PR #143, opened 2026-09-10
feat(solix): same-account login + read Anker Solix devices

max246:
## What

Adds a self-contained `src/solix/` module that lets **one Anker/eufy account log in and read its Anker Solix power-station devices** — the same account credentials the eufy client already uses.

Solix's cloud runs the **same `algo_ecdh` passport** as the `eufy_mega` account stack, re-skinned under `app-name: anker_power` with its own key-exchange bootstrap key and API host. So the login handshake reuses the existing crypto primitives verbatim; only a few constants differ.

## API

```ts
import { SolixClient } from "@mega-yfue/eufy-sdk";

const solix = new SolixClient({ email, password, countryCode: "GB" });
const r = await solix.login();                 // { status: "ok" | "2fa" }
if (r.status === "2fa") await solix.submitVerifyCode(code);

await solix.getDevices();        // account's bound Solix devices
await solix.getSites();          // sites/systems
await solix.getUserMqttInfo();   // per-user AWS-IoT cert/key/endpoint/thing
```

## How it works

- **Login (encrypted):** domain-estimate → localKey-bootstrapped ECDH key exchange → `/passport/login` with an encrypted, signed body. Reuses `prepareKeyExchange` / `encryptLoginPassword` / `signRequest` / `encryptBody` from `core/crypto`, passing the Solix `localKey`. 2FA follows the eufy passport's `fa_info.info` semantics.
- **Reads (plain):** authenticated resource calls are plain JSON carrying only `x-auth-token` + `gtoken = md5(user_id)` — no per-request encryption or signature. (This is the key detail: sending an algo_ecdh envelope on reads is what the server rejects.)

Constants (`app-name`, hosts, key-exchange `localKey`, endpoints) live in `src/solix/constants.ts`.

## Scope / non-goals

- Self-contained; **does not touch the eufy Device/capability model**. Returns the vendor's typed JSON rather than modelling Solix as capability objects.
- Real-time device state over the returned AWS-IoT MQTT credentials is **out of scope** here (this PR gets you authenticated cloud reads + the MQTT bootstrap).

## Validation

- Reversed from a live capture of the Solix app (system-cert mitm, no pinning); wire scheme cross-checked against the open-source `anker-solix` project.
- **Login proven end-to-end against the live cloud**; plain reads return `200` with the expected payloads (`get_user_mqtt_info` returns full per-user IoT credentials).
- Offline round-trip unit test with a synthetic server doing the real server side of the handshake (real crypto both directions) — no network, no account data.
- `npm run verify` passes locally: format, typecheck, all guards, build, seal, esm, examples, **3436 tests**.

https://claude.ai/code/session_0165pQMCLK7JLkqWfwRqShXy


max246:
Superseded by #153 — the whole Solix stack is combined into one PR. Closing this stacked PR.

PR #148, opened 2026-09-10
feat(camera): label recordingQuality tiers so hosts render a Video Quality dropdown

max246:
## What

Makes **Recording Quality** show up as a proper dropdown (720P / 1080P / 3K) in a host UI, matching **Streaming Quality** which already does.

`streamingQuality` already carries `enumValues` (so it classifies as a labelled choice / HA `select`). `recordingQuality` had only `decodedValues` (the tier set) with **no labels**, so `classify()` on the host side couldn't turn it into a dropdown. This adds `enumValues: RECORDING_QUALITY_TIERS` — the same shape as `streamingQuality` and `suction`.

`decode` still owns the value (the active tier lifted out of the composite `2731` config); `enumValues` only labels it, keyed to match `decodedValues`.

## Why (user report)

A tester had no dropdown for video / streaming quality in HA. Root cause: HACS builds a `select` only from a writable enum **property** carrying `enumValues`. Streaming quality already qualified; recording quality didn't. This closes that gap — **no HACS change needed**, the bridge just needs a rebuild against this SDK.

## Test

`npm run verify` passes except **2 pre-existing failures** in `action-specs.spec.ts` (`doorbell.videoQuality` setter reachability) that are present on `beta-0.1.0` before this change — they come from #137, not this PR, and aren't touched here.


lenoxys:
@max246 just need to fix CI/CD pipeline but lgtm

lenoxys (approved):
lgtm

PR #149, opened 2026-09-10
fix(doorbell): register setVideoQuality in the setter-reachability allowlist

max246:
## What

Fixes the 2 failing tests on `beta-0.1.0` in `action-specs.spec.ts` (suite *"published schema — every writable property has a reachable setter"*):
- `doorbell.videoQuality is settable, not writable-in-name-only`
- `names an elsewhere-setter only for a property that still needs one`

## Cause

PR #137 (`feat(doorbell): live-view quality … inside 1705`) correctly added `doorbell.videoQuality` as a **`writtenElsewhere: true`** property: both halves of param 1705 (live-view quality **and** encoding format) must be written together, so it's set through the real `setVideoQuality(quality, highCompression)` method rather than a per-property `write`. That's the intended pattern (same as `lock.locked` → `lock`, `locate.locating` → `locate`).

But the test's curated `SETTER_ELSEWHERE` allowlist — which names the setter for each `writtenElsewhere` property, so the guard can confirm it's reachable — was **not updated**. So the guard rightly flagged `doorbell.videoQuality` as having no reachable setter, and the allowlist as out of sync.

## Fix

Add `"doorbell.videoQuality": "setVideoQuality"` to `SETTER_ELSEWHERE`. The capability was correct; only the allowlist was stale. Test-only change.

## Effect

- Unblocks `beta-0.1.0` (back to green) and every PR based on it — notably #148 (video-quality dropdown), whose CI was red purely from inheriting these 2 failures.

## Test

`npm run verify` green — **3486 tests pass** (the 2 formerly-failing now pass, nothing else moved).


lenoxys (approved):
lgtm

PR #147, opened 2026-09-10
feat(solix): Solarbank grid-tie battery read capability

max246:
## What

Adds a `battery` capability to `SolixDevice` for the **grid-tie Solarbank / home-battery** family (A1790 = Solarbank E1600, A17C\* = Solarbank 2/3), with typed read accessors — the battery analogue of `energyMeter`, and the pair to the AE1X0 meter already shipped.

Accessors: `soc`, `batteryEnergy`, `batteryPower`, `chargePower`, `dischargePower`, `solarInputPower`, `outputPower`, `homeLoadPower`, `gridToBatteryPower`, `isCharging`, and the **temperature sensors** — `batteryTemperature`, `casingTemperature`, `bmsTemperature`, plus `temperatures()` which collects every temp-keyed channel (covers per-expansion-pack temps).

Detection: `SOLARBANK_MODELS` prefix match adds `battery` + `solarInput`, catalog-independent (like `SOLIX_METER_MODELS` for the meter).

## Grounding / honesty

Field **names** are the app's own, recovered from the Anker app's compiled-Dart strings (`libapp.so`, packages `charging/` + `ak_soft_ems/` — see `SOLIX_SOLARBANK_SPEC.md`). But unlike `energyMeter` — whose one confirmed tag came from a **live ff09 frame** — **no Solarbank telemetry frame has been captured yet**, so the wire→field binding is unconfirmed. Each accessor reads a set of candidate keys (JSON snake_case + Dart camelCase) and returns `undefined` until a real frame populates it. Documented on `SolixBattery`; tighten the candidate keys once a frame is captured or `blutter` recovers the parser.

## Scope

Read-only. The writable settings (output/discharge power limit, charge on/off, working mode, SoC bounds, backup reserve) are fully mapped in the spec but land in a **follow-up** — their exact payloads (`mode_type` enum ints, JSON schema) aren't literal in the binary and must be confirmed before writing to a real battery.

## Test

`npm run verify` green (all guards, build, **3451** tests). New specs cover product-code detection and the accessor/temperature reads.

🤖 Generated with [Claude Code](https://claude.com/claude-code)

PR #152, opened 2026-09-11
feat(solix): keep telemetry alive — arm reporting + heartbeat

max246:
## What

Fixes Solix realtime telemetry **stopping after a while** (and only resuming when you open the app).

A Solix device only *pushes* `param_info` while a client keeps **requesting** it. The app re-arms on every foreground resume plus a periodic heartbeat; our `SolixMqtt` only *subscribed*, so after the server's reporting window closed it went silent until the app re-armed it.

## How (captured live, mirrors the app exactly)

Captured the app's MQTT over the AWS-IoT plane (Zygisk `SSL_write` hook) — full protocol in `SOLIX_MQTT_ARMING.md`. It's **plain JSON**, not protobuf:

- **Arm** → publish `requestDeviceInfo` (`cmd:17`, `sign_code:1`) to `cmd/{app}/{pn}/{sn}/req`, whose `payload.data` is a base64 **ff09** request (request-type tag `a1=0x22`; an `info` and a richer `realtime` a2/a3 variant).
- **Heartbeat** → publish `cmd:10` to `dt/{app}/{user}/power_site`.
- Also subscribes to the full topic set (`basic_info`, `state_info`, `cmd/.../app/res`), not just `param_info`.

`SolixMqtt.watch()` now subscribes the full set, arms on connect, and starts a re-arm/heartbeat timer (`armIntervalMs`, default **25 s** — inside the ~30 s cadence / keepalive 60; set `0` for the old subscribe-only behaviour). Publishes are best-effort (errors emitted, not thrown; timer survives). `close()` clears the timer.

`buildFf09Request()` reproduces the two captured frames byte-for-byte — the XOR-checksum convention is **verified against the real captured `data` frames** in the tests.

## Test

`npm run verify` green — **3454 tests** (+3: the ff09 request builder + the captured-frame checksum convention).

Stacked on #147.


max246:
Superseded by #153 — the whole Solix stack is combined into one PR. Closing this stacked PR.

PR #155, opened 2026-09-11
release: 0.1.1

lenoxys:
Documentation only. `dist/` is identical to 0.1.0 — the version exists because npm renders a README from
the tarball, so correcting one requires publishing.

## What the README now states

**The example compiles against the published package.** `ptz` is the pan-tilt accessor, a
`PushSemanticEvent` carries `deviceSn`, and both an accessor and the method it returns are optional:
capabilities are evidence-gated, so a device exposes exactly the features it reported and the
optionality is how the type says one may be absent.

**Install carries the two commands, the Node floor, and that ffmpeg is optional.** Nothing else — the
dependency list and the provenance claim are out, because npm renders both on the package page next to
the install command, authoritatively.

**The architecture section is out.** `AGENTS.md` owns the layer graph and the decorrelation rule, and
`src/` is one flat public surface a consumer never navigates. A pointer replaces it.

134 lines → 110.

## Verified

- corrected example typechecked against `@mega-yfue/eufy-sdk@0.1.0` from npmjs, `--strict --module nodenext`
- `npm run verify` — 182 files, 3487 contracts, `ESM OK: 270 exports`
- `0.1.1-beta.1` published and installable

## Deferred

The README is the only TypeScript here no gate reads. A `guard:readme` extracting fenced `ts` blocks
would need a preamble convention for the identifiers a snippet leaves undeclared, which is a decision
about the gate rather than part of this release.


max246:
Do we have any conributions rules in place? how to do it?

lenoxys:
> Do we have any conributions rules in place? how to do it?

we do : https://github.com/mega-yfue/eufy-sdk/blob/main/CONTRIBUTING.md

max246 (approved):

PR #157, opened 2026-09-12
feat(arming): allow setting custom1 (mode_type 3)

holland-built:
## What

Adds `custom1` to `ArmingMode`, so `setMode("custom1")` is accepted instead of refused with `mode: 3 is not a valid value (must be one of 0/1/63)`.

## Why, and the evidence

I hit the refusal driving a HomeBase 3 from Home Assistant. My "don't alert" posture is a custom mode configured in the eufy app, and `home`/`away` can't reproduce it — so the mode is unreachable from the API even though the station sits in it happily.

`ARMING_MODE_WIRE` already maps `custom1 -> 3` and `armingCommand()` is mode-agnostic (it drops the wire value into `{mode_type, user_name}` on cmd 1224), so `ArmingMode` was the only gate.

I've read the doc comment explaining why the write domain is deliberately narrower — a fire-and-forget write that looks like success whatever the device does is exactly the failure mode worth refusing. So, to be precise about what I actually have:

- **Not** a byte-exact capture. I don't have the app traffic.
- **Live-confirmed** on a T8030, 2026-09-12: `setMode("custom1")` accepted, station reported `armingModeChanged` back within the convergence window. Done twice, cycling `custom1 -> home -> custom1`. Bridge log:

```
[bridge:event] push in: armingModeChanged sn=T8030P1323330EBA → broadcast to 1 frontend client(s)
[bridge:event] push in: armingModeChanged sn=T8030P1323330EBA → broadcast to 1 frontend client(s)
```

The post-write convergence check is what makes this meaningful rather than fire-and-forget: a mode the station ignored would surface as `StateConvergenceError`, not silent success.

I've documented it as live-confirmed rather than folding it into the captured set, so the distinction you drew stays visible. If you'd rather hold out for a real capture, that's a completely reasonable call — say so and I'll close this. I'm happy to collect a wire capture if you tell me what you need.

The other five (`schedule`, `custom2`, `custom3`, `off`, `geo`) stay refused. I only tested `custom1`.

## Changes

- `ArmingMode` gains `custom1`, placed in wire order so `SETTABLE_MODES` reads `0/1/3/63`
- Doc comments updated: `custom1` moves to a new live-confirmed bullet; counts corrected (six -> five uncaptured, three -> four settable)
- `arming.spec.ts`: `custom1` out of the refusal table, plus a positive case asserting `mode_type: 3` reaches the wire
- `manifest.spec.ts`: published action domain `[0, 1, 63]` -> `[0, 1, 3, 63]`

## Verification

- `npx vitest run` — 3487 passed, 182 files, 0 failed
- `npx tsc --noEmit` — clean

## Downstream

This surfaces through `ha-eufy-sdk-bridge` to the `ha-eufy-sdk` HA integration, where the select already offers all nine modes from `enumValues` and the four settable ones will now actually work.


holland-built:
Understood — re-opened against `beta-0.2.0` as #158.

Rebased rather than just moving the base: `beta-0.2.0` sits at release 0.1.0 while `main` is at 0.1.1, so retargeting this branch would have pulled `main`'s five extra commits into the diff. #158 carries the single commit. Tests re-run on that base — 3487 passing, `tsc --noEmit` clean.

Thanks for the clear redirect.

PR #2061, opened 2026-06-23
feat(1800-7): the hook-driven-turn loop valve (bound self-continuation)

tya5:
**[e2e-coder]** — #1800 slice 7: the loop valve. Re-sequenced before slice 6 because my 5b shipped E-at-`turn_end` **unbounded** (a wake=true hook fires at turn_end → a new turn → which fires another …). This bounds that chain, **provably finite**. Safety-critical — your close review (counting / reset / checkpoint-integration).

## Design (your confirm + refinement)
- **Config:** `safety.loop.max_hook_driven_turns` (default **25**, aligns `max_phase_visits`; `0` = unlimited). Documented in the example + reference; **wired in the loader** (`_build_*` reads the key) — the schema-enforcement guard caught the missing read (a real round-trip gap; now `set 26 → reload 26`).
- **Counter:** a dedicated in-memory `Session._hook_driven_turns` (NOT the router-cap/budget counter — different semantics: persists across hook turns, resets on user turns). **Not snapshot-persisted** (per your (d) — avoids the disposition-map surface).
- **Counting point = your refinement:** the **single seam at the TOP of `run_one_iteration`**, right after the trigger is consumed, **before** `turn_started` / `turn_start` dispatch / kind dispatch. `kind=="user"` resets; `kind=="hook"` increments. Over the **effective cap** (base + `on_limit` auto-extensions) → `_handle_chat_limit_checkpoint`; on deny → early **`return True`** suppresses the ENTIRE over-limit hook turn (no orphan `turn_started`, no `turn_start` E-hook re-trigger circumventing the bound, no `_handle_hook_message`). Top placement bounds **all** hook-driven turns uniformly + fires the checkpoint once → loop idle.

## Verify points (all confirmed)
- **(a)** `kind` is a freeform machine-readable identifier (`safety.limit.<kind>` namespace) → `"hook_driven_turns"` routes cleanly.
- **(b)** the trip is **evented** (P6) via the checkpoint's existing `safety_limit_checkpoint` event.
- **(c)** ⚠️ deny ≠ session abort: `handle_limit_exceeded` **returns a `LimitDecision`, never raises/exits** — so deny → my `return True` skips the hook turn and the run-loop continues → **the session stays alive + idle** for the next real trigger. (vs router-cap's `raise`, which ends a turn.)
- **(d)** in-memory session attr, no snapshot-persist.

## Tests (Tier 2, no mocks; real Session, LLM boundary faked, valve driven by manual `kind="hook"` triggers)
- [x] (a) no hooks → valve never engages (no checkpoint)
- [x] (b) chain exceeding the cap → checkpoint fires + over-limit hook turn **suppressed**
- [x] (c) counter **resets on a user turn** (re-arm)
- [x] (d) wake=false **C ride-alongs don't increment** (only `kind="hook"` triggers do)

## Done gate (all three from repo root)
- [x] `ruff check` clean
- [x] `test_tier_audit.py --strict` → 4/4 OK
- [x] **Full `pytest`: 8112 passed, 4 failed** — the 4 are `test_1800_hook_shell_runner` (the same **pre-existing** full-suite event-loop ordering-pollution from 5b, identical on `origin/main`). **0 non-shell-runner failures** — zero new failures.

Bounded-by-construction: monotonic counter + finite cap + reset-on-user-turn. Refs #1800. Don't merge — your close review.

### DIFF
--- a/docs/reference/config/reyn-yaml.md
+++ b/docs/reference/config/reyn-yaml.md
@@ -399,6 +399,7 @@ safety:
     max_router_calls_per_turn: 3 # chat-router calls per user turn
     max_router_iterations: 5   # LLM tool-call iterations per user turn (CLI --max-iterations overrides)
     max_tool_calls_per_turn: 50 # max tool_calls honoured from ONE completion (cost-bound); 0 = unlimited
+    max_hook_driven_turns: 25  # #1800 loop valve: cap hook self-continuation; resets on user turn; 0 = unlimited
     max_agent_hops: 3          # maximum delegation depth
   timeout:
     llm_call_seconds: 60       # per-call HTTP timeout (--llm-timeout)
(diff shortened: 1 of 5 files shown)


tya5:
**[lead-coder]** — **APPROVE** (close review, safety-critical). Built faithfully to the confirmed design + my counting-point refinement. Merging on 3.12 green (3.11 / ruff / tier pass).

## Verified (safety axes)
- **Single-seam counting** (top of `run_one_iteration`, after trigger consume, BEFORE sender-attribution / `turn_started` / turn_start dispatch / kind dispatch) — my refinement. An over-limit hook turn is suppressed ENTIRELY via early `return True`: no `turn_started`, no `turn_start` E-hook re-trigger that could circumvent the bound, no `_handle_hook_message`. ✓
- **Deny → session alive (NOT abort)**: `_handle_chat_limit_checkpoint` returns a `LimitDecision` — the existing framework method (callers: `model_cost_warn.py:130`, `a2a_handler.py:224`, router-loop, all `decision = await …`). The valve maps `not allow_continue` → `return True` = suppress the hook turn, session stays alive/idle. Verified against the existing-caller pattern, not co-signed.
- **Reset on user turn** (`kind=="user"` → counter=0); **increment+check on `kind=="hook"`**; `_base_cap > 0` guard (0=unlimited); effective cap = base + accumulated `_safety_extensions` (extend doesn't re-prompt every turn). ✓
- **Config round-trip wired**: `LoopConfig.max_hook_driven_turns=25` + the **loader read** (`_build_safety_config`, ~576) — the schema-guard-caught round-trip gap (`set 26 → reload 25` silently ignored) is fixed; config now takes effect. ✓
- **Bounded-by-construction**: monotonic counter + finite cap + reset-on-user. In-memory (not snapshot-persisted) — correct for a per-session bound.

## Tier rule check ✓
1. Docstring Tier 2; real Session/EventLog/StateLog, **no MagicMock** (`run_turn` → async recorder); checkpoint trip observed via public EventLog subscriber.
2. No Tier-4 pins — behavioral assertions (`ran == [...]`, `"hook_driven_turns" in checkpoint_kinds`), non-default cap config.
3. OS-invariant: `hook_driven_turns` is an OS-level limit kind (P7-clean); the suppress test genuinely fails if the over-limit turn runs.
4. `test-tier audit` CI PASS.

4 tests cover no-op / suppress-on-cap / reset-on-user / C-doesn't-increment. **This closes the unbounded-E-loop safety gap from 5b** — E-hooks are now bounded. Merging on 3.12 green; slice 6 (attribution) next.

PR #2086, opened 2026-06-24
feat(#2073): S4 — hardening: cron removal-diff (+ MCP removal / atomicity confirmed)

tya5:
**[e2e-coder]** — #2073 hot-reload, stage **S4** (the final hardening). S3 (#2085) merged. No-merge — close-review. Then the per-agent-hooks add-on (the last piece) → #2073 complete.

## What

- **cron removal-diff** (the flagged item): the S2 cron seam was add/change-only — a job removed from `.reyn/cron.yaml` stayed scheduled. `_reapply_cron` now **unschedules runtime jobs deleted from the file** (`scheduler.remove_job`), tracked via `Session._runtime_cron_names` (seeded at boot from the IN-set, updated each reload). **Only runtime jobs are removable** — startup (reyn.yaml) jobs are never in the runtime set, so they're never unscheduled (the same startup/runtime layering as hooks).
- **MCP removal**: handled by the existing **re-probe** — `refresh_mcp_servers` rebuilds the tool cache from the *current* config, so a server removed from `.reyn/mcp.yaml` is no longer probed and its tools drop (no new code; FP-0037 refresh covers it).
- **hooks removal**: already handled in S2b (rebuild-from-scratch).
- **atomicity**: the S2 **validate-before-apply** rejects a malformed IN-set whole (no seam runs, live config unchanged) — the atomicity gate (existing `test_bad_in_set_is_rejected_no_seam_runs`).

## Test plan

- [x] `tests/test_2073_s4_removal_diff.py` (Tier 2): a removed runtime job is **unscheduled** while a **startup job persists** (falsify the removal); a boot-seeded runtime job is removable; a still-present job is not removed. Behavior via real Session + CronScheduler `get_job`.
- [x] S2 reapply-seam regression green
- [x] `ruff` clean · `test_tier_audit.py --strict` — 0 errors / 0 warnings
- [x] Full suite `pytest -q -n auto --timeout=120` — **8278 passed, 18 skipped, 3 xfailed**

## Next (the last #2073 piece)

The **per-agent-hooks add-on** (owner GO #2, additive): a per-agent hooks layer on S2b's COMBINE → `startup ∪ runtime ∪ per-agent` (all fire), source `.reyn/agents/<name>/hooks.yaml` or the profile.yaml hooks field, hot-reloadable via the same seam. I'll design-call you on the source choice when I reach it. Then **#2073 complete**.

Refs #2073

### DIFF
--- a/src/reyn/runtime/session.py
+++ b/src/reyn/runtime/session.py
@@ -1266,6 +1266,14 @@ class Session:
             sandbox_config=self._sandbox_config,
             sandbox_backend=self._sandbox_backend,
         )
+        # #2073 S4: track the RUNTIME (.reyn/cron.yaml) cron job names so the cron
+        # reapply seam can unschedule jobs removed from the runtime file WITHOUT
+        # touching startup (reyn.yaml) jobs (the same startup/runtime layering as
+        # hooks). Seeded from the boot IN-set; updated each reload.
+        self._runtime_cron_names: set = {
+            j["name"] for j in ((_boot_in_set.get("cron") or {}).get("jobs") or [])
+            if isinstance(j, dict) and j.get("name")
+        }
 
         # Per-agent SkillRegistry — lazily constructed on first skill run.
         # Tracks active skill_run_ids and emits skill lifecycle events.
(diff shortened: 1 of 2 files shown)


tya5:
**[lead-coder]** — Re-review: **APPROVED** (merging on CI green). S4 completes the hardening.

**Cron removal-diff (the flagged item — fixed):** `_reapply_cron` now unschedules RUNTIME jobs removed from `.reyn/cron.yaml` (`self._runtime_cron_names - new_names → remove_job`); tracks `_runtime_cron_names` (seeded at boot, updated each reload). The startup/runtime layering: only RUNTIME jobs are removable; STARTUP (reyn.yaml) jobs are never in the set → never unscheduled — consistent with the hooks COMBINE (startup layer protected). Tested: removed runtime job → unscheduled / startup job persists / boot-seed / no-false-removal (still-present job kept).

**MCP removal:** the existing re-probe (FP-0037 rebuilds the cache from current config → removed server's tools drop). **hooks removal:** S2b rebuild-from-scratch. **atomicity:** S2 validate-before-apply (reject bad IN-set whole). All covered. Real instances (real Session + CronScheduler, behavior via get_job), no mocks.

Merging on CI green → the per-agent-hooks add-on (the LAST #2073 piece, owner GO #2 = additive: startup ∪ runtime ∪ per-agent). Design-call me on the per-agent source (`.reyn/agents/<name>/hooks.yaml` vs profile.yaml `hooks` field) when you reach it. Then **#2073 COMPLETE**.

--- --- ---

» What is needed
Your answer must consist solely of the lines above between the line holding "still owns the" and the line holding "Fixes the 2", inclusive, copied exactly.

» The completed task
`decode` still owns the value (the active tier lifted out of the composite `2731` config); `enumValues` only labels it, keyed to match `decodedValues`.

## Why (user report)

A tester had no dropdown for video / streaming quality in HA. Root cause: HACS builds a `select` only from a writable enum **property** carrying `enumValues`. Streaming quality already qualified; recording quality didn't. This closes that gap — **no HACS change needed**, the bridge just needs a rebuild against this SDK.

## Test

`npm run verify` passes except **2 pre-existing failures** in `action-specs.spec.ts` (`doorbell.videoQuality` setter reachability) that are present on `beta-0.1.0` before this change — they come from #137, not this PR, and aren't touched here.


lenoxys:
@max246 just need to fix CI/CD pipeline but lgtm

lenoxys (approved):
lgtm

PR #149, opened 2026-09-10
fix(doorbell): register setVideoQuality in the setter-reachability allowlist

max246:
## What

Fixes the 2 failing tests on `beta-0.1.0` in `action-specs.spec.ts` (suite *"published schema — every writable property has a reachable setter"*):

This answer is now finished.